I remember a problem on one of the first assignments was particularly tricky. The question was about s-t cuts in a graph. The hard part about this problem was that to solve it, it seemed we needed to efficiently keep track of all pairs minimum s-t cuts. We started discussing the problem in the afternoon, and though it took us a while, by about 5am we had designed a data structure to do just that. We realized you can maintain all the cuts in just one tree. It was perfect. We jokingly called the data structure the Reyzin-Srivastava tree.

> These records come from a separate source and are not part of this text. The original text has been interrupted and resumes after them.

PR #469, opened 2024-07-16
[b/352469141] Make oracle-stats duration customizable

misolt:
The user can optionally provide the number of days for query logs, similarly to existing logs-type connectors.
The end of the timeframe will be the present time, the start will be the present time minus the provided number of days.

The number of days can be a value from the inclusive range [1, 10000]

### DIFF
--- a/dumper/app/src/main/java/com/google/edwmigration/dumper/application/dumper/connector/oracle/OracleStatsConnector.java
+++ b/dumper/app/src/main/java/com/google/edwmigration/dumper/application/dumper/connector/oracle/OracleStatsConnector.java
@@ -18,6 +18,7 @@ package com.google.edwmigration.dumper.application.dumper.connector.oracle;
 
 import com.google.auto.service.AutoService;
 import com.google.edwmigration.dumper.application.dumper.ConnectorArguments;
+import com.google.edwmigration.dumper.application.dumper.MetadataDumperUsageException;
 import com.google.edwmigration.dumper.application.dumper.connector.Connector;
 import com.google.edwmigration.dumper.application.dumper.task.Task;
 import com.google.edwmigration.dumper.plugin.ext.jdk.annotation.Description;
@@ -37,12 +38,31 @@ public class OracleStatsConnector extends AbstractOracleConnector {
   @Override
   public void addTasksTo(List<? super Task<?>> out, ConnectorArguments arguments) throws Exception {
     StatsTaskListGenerator taskListGenerator = new StatsTaskListGenerator();
-    out.addAll(taskListGenerator.createTasks(arguments));
+    int queryLogDays = getQueryLogDays(arguments);
+    out.addAll(taskListGenerator.createTasks(arguments, queryLogDays));
   }
 
   @Nonnull
   @Override
   public String summary(String fileName) {
     return String.format("Oracle statistics saved to %s", fileName);
+  }
+
+  static int getQueryLogDays(ConnectorArguments arguments) {
+    Integer asObject = arguments.getQueryLogDays();
+    int shortTime = 7;
+    int longTime = 30;
+    if (asObject == null || asObject == longTime) {
+      return longTime;
+    } else if (asObject == shortTime) {
+      return shortTime;
+    } else {
+      throw invalidDuration(asObject.intValue());
+    }
+  }
+
+  private static MetadataDumperUsageException invalidDuration(int days) {
+    String message = "The number of days must be either 7 or 30. Was: " + days;
+    return new MetadataDumperUsageException(message);
   }
 }
--- a/dumper/app/src/main/java/com/google/edwmigration/dumper/application/dumper/connector/oracle/OracleStatsConnector.java
+++ b/dumper/app/src/main/java/com/google/edwmigration/dumper/application/dumper/connector/oracle/OracleStatsConnector.java
@@ -22,6 +22,7 @@ import com.google.edwmigration.dumper.application.dumper.MetadataDumperUsageExce
 import com.google.edwmigration.dumper.application.dumper.connector.Connector;
 import com.google.edwmigration.dumper.application.dumper.task.Task;
 import com.google.edwmigration.dumper.plugin.ext.jdk.annotation.Description;
+import java.time.Duration;
 import java.util.List;
 import javax.annotation.Nonnull;
 import javax.annotation.ParametersAreNonnullByDefault;
@@ -31,7 +32,8 @@ import javax.annotation.ParametersAreNonnullByDefault;
 @ParametersAreNonnullByDefault
 public class OracleStatsConnector extends AbstractOracleConnector {
 
-  static int MAX_DAYS = 10000;
+  static final int MAX_DAYS = 10000;
+  static final Duration maxDuration = Duration.ofDays(MAX_DAYS);
 
   public OracleStatsConnector() {
     super(OracleConnectorScope.STATS);
@@ -40,8 +42,8 @@ public class OracleStatsConnector extends AbstractOracleConnector {
   @Override
   public void addTasksTo(List<? super Task<?>> out, ConnectorArguments arguments) throws Exception {
     StatsTaskListGenerator taskListGenerator = new StatsTaskListGenerator();
-    int queriedDays = getQueryLogDays(arguments);
-    out.addAll(taskListGenerator.createTasks(arguments, queriedDays));
+    Duration queriedDuration = getQueriedDuration(arguments);
+    out.addAll(taskListGenerator.createTasks(arguments, queriedDuration));
   }
 
   @Nonnull
@@ -50,20 +52,26 @@ public class OracleStatsConnector extends AbstractOracleConnector {
     return String.format("Oracle statistics saved to %s", fileName);
   }
 
-  static int getQueryLogDays(ConnectorArguments arguments) {
+  static Duration getQueriedDuration(ConnectorArguments arguments) {
+    Duration queriedDuration = extractFromArgs(arguments);
+    if (queriedDuration.compareTo(Duration.ofDays(0)) == 1
+        && queriedDuration.compareTo(maxDuration) < 1) {
+      return queriedDuration;
+    } else {
+      throw new MetadataDumperUsageException(
+          String.format(
+              "The number of days must be positive and not greater than %s. Was: %s",
+              MAX_DAYS, queriedDuration.toDays()));
+    }
+  }
+
+  private static Duration extractFromArgs(ConnectorArguments arguments) {
     int queriedDays;
     if (arguments.getQueryLogDays() == null) {
       queriedDays = 30;
     } else {
       queriedDays = arguments.getQueryLogDays();
     }
-    if (queriedDays > 0 && queriedDays <= MAX_DAYS) {
-      return queriedDays;
-    } else {
-      throw new MetadataDumperUsageException(
-          String.format(
-              "The number of days must be positive and not greater than %s. Was: %s",
-              MAX_DAYS, queriedDays));
-    }
+    return Duration.ofDays(queriedDays);
   }
 }
--- a/dumper/app/src/main/java/com/google/edwmigration/dumper/application/dumper/connector/oracle/OracleStatsConnector.java
+++ b/dumper/app/src/main/java/com/google/edwmigration/dumper/application/dumper/connector/oracle/OracleStatsConnector.java
@@ -49,15 +49,15 @@ public class OracleStatsConnector extends AbstractOracleConnector {
   }
 
   static int getQueryLogDays(ConnectorArguments arguments) {
-    Integer asObject = arguments.getQueryLogDays();
+    Integer queryLogDaysObject = arguments.getQueryLogDays();
     int shortTimeInDays = 7;
     int longTimeInDays = 30;
-    if (asObject == null || asObject == longTimeInDays) {
+    if (queryLogDaysObject == null || queryLogDaysObject == longTimeInDays) {
       return longTimeInDays;
-    } else if (asObject == shortTimeInDays) {
+    } else if (queryLogDaysObject == shortTimeInDays) {
       return shortTimeInDays;
     } else {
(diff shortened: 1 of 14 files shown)


dumper/app/src/main/java/com/google/edwmigration/dumper/application/dumper/connector/oracle/OracleStatsConnector.java
```diff
@@ -37,12 +38,31 @@ public OracleStatsConnector() {
...
   }
 
   @Nonnull
   @Override
   public String summary(String fileName) {
     return String.format("Oracle statistics saved to %s", fileName);
   }
+
+  static int getQueryLogDays(ConnectorArguments arguments) {
+    Integer asObject = arguments.getQueryLogDays();
```
dawidxc, line 52: I would suggest renaming `asObject` to `queryLogDays` to increase readability.

dumper/app/src/main/java/com/google/edwmigration/dumper/application/dumper/connector/oracle/OracleStatsConnector.java
```diff
@@ -37,12 +38,31 @@ public OracleStatsConnector() {
...
+    int shortTimeInDays = 7;
+    int longTimeInDays = 30;
+    if (asObject == null || asObject == longTimeInDays) {
+      return longTimeInDays;
+    } else if (asObject == shortTimeInDays) {
+      return shortTimeInDays;
+    } else {
+      throw invalidDuration(asObject.intValue());
```
dawidxc, line 60: I would recommend directly throwing the exception instead of delegating it to a method. The additional indirection seems unnecessary.

dumper/app/src/main/java/com/google/edwmigration/dumper/application/dumper/connector/oracle/OracleStatsQuery.java
```diff
@@ -39,9 +41,10 @@ public abstract class OracleStatsQuery {
   @Nonnull
   abstract StatsSource statsSource();
 
-  static OracleStatsQuery create(String name, StatsSource statsSource) throws IOException {
+  static OracleStatsQuery create(String name, StatsSource statsSource, int days)
```
dawidxc, line 44: I would suggest keeping the name of the accessor and the parameter the same, e.g. `queriedDays`.

dumper/app/src/main/java/com/google/edwmigration/dumper/application/dumper/connector/oracle/StatsTaskListGenerator.java
```diff
@@ -61,20 +61,20 @@ class StatsTaskListGenerator {
       ImmutableList.of("hist-cmd-types-statspack", "sql-stats-statspack");
 
   @Nonnull
-  ImmutableList<Task<?>> createTasks(ConnectorArguments arguments) throws IOException {
+  ImmutableList<Task<?>> createTasks(ConnectorArguments arguments, int logDays) throws IOException {
```
dawidxc, line 64: How does `logDays` differ from `queriedDays` and from `queryLogDays`?

dumper/app/src/test/java/com/google/edwmigration/dumper/application/dumper/connector/oracle/OracleStatsConnectorTest.java
```diff
@@ -17,17 +17,59 @@
...
+  public void getQueryLogDays_wrongNumberOfDays_throwsException() throws IOException {
+    ConnectorArguments arguments =
+        new ConnectorArguments("--connector", "oracle-stats", "--query-log-days", "999");
+
+    MetadataDumperUsageException exception =
+        assertThrows(
+            MetadataDumperUsageException.class,
+            () -> OracleStatsConnector.getQueryLogDays(arguments));
+
+    assertTrue(exception.getMessage().contains("999"));
```
dawidxc, line 72: What if the message contains `99999`?

In general, I would suggest asserting the whole exception message using `equals` and use other means like `contains` or `startsWith` for complex messages that are impractical to assert as a whole.

dumper/app/src/main/java/com/google/edwmigration/dumper/application/dumper/connector/oracle/StatsTaskListGenerator.java
misolt: Functionally there's no difference, they are different names for the same concept.

dumper/app/src/main/java/com/google/edwmigration/dumper/application/dumper/connector/oracle/OracleStatsQuery.java
misolt: Done

dumper/app/src/main/java/com/google/edwmigration/dumper/application/dumper/connector/oracle/StatsTaskListGenerator.java
dawidxc: I would suggest keeping the same name across the codebase to make it easier to read the code without remembering renames when moving across different classes/methods. The rename makes sense, if the meaning of the value changes (e.g. some method is more general). If the meaning doesn't change, keeping the name seems more straight-forward.

dumper/app/src/main/java/com/google/edwmigration/dumper/application/dumper/connector/oracle/OracleStatsConnector.java
misolt: Resolving as outdated - the set of correct values was extended and after the rewrite this variable is gone.

dumper/app/src/main/java/com/google/edwmigration/dumper/application/dumper/connector/oracle/StatsTaskListGenerator.java
misolt: Done, I replaced `logDays` and `queryLogDays` with `queriedDays`.

dumper/app/src/test/java/com/google/edwmigration/dumper/application/dumper/connector/oracle/OracleStatsConnectorTest.java
misolt: With more cases of invalid values added to the test, it's no longer practical to check the message with equals. I'd consider this outdated, but feel free to reopen if needed.

dumper/app/src/main/java/com/google/edwmigration/dumper/application/dumper/connector/oracle/OracleStatsConnector.java
```diff
@@ -30,19 +31,39 @@
 @ParametersAreNonnullByDefault
 public class OracleStatsConnector extends AbstractOracleConnector {
 
+  static int MAX_DAYS = 10000;
```
dawidxc, line 34: I would suggest expressing the number of max days as `Duration`.

dumper/app/src/main/java/com/google/edwmigration/dumper/application/dumper/connector/oracle/OracleStatsConnector.java
```diff
@@ -30,19 +31,39 @@
...
+    out.addAll(taskListGenerator.createTasks(arguments, queriedDays));
   }
 
   @Nonnull
   @Override
   public String summary(String fileName) {
     return String.format("Oracle statistics saved to %s", fileName);
   }
+
+  static int getQueryLogDays(ConnectorArguments arguments) {
```
dawidxc, line 53: I would suggest using `Duration` as the return type.

dumper/app/src/main/java/com/google/edwmigration/dumper/application/dumper/connector/oracle/OracleStatsQuery.java
```diff
@@ -30,6 +30,8 @@
 @ParametersAreNonnullByDefault
 public abstract class OracleStatsQuery {
 
+  abstract int queriedDays();
```
dawidxc, line 33: I would suggest to keep the time duration in the `Duration` type and convert it to days only at the latest possible moment.

misolt: Done

dumper/app/src/main/java/com/google/edwmigration/dumper/application/dumper/connector/oracle/OracleStatsConnector.java
misolt: Done

dumper/app/src/main/java/com/google/edwmigration/dumper/application/dumper/connector/oracle/OracleStatsConnector.java
misolt: Done, I added the constant `maxDays`.

dawidxc: Constants in java follow the UPPER_SNAKE_CASE convention. I would suggest renaming to `MAX_DURATION`. Also this constant can be used directly in the error message. No need to keep the `MAX_DAYS` one.

dumper/app/src/main/java/com/google/edwmigration/dumper/application/dumper/connector/oracle/OracleStatsConnector.java
```diff
@@ -30,19 +32,46 @@
...
+          String.format(
+              "The number of days must be positive and not greater than %s. Was: %s",
+              MAX_DAYS, queriedDuration.toDays()));
+    }
+  }
+
+  private static Duration extractFromArgs(ConnectorArguments arguments) {
+    int queriedDays;
+    if (arguments.getQueryLogDays() == null) {
+      queriedDays = 30;
```
kpiotrowski, line 71: I suggest to define constant variable with default Duration. You can then simplify this code:

static final Duration defaultQueriedDaysDuration = Duration.ofDays(30);

...

if (arguments.getQueryLogDays() == null) {
    return defaultQueriedDaysDuration;
}
return return Duration.ofDays(arguments.getQueryLogDays())

kpiotrowski (approved):

dumper/app/src/main/java/com/google/edwmigration/dumper/application/dumper/connector/oracle/OracleStatsConnector.java
```diff
@@ -30,19 +32,46 @@
...
 
   @Nonnull
   @Override
   public String summary(String fileName) {
     return String.format("Oracle statistics saved to %s", fileName);
   }
+
+  static Duration getQueriedDuration(ConnectorArguments arguments) {
+    Duration queriedDuration = extractFromArgs(arguments);
+    if (queriedDuration.compareTo(Duration.ofDays(0)) == 1
```
dawidxc, line 57: The expression `queriedDuration.compareTo(Duration.ofDays(0)) == 1` can be simplified to `DurationUtils.isPositive(queriedDuration)`.

Alternatively, both comparisons could be rewritten as:
```
Range.openClosed(ZERO, MAX_DURATION).contains(queriedDuration)
```

misolt: The first suggestion has a different meaning. I'd like it to be "at least one day", rather than "positive duration".
In this case the difference doesn't change the behavior, because we operate on an integer number of days. However, the fact that these durations are always divisible by 1 day isn't clear to the reader and I don't see a good way to make it so.

The reason why the "at least one day" part is significant is that the only purpose of these Duration's is extracting the number of days. This means that if some future change led to a query with the duration being e.g. 6 hours, the actual query will use an empty time range and get no data.

Similarly, the `Range` can be used with `closed` instead of `openClosed` if we use a constant representing a 1-day duration. To me, neither option seems significantly better, please let me know if you have a preference.

misolt: Correction: the original code with `queriedDuration.compareTo(Duration.ofDays(0)) == 1` is also wrong, it should be  `queriedDuration.compareTo(Duration.ofDays(1)) >= 0` and this discussion made me realize it. I'll update the code in a moment.

dumper/app/src/main/java/com/google/edwmigration/dumper/application/dumper/connector/oracle/OracleStatsConnector.java
misolt: Done

dumper/app/src/main/java/com/google/edwmigration/dumper/application/dumper/connector/oracle/OracleStatsConnector.java
misolt: Done

dumper/app/src/main/java/com/google/edwmigration/dumper/application/dumper/connector/oracle/OracleStatsConnector.java
dawidxc: > I'd like it to be "at least one day"
In this case, you could use `Range.closed(ofDays(1), MAX_DURATION)` as you already suggested in your comment.

> the fact that these durations are always divisible by 1 day isn't clear to the reader
I wouldn't worry about this aspect. The point is that the duration is converted to days, when being passed from Java to SQL query. The precision may be lost there, but I don't think that this would be surprising, if the original duration was not divisible by 1 day.

misolt: Done

PR #477, opened 2024-07-19
Wrap IOException for oracle-stats SQL resources

misolt:
[oracle-stats connector]

The `IOException` thrown by a method in `common.io.Resources` is due to a general-purpose `read` method used by the implementation.

As the [documentation](https://docs.oracle.com/javase/8/docs/api/java/io/IOException.html) shows, the exception is very broad, covering various issues related to permissions, hosts, sockets, interrupts and other topics.

Oracle-stats uses `Resources` only to load SQLs included in the JAR. Almost all subclasses of IOException are inapplicable to this use case. The only issues with these files that we see somewhat frequently are:
- file is missing
- provided path to the file is incorrect

Neither  of these results in an IOException, because `Resources` will throw `IllegalArgumentException` before getting to the stage where an `IOException` could be thrown. An `IOException` being thrown when reading SQL for oracle-stats should be treated as programmer error, so it can use an unchecked exception class.

For the relevant cases, wrap `IOException` in an `IllegalArgumentException` that will inform about an invalid file to match the behavior of `io.Resources`

### DIFF
--- a/dumper/app/src/main/java/com/google/edwmigration/dumper/application/dumper/connector/oracle/OracleStatsQuery.java
+++ b/dumper/app/src/main/java/com/google/edwmigration/dumper/application/dumper/connector/oracle/OracleStatsQuery.java
@@ -43,6 +43,9 @@ public abstract class OracleStatsQuery {
   abstract String name();
 
   @Nonnull
+  abstract String queryText();
+
+  @Nonnull
   abstract StatsSource statsSource();
 
   @Nonnull
@@ -62,15 +65,10 @@ public abstract class OracleStatsQuery {
 
   private static OracleStatsQuery create(
       boolean isRequired, Duration queriedDuration, String name, StatsSource statsSource) {
-    return new AutoValue_OracleStatsQuery(isRequired, queriedDuration, name, statsSource);
-  }
-
-  @Nonnull
-  String queryText() {
-    String source = statsSource().value;
-    String tenantSetup = "cdb";
-    String path = String.format("oracle-stats/%s/%s/%s.sql", tenantSetup, source, name());
-    return loadFile(path);
+        String source = statsSource.value;
+        String tenantSetup = "cdb";
+        String path = String.format("oracle-stats/%s/%s/%s.sql", tenantSetup, source, name);
+    return new AutoValue_OracleStatsQuery(isRequired, queriedDuration, name, loadFile(path), statsSource);
   }
 
   @Nonnull
--- a/dumper/app/src/main/java/com/google/edwmigration/dumper/application/dumper/connector/oracle/OracleStatsQuery.java
+++ b/dumper/app/src/main/java/com/google/edwmigration/dumper/application/dumper/connector/oracle/OracleStatsQuery.java
@@ -83,8 +83,8 @@ public abstract class OracleStatsQuery {
       URL queryUrl = Resources.getResource(path);
       return Resources.toString(queryUrl, UTF_8);
     } catch (IOException e) {
-      String message = String.format("An invalid file was provided: %s.", path);
-      throw new IllegalArgumentException(message, e);
+      throw new IllegalArgumentException(
+          String.format("An invalid file was provided: %s.", path), e);
     }
   }
 }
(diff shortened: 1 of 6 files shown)


dumper/app/src/main/java/com/google/edwmigration/dumper/application/dumper/connector/oracle/OracleStatsQuery.java
```diff
@@ -42,44 +42,49 @@ public abstract class OracleStatsQuery {
...
 
-  private static String loadFile(String path) throws IOException {
-    URL queryUrl = Resources.getResource(path);
-    return Resources.toString(queryUrl, UTF_8);
+  private static String loadFile(String path) {
+    try {
+      URL queryUrl = Resources.getResource(path);
+      return Resources.toString(queryUrl, UTF_8);
+    } catch (IOException e) {
+      String message = String.format("IOException caused by invalid file: %s.", path);
```
dawidxc, line 86: Optional: I would suggest against using `IOException` in the error message, because it is duplicated information. It is already stated in the cause of IAE. The error message could simply be: "Error reading resource: '%s'.".

dumper/app/src/main/java/com/google/edwmigration/dumper/application/dumper/connector/oracle/OracleStatsQuery.java
```diff
@@ -42,44 +42,49 @@ public abstract class OracleStatsQuery {
...
+      throw new IllegalArgumentException(message, e);
```
dawidxc, line 87: Optional: I would very slightly suggest inlining the `message` variable as using `String.format` is a common pattern when throwing an exception that is used across the dumper codebase.

dumper/app/src/main/java/com/google/edwmigration/dumper/application/dumper/connector/oracle/OracleStatsQuery.java
```diff
@@ -42,44 +42,49 @@ public abstract class OracleStatsQuery {
...
+      boolean isRequired, Duration queriedDuration, String name, StatsSource statsSource) {
+    return new AutoValue_OracleStatsQuery(isRequired, queriedDuration, name, statsSource);
+  }
+
+  @Nonnull
+  String queryText() {
+    String source = statsSource().value;
+    String tenantSetup = "cdb";
+    String path = String.format("oracle-stats/%s/%s/%s.sql", tenantSetup, source, name());
+    return loadFile(path);
```
dawidxc, line 73: I understand the change with catching `IOException` inside the `loadFile`, but it's unclear to me, why you are moving the loading from `create` to the `queryText` method. I think the previous implementation was better in this aspect. I might be missing something here. I would recommend keeping the getter simple and restructuring the code in such a way that the SQL is read just once, no matter how many times the getter is invoked. (even if in practice it is currently invoked just once)

misolt: Done, I restored the property. The `create` method throwing an exception was inconvenient to use, partly because the exception was checked and partly because it needed to reference a valid resource file whenever it's called. The first point is gone, if the second ever starts causing problems I'll take a second look at this. In that case, maybe Memoized can be used to avoid re-reading the SQL file.

dumper/app/src/main/java/com/google/edwmigration/dumper/application/dumper/connector/oracle/OracleStatsQuery.java
misolt: Done

dumper/app/src/main/java/com/google/edwmigration/dumper/application/dumper/connector/oracle/OracleStatsQuery.java
misolt: Done, the message now says `"An invalid file was provided: [providedFileName]."`

dawidxc (approved):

I spent the remainder of the night writing up the assignment, describing this thing in detail, proud of our cleverness. About a week later, we got the graded assignments back. Mine had one note on it, next to that particular question of course. It said "Next time, just reference Gomory-Hu trees when you need to use them."
I learned a couple lessons from this. The first is that I should remember to do the required reading before starting the assignment (we used Vijay Vazirani's approximation algorithms textbook, which really is worth reading). Had I done the reading, I would have learned about Gomory-Hu trees and realized the question asked us to trivially apply them to some problem, instead of reinventing them. The second, and perhaps, more important lesson was that I had a shot at doing research, at inventing something new. Yes, these trees had been invented decades before, and yes, we'd been exposed to more data structures than Gomory and Hu had been in 1961. But somehow knowing that we figured out something on our own that wasn't trivial really helped our confidence as first year grad students, and as I've written before, confidence is quite important for research.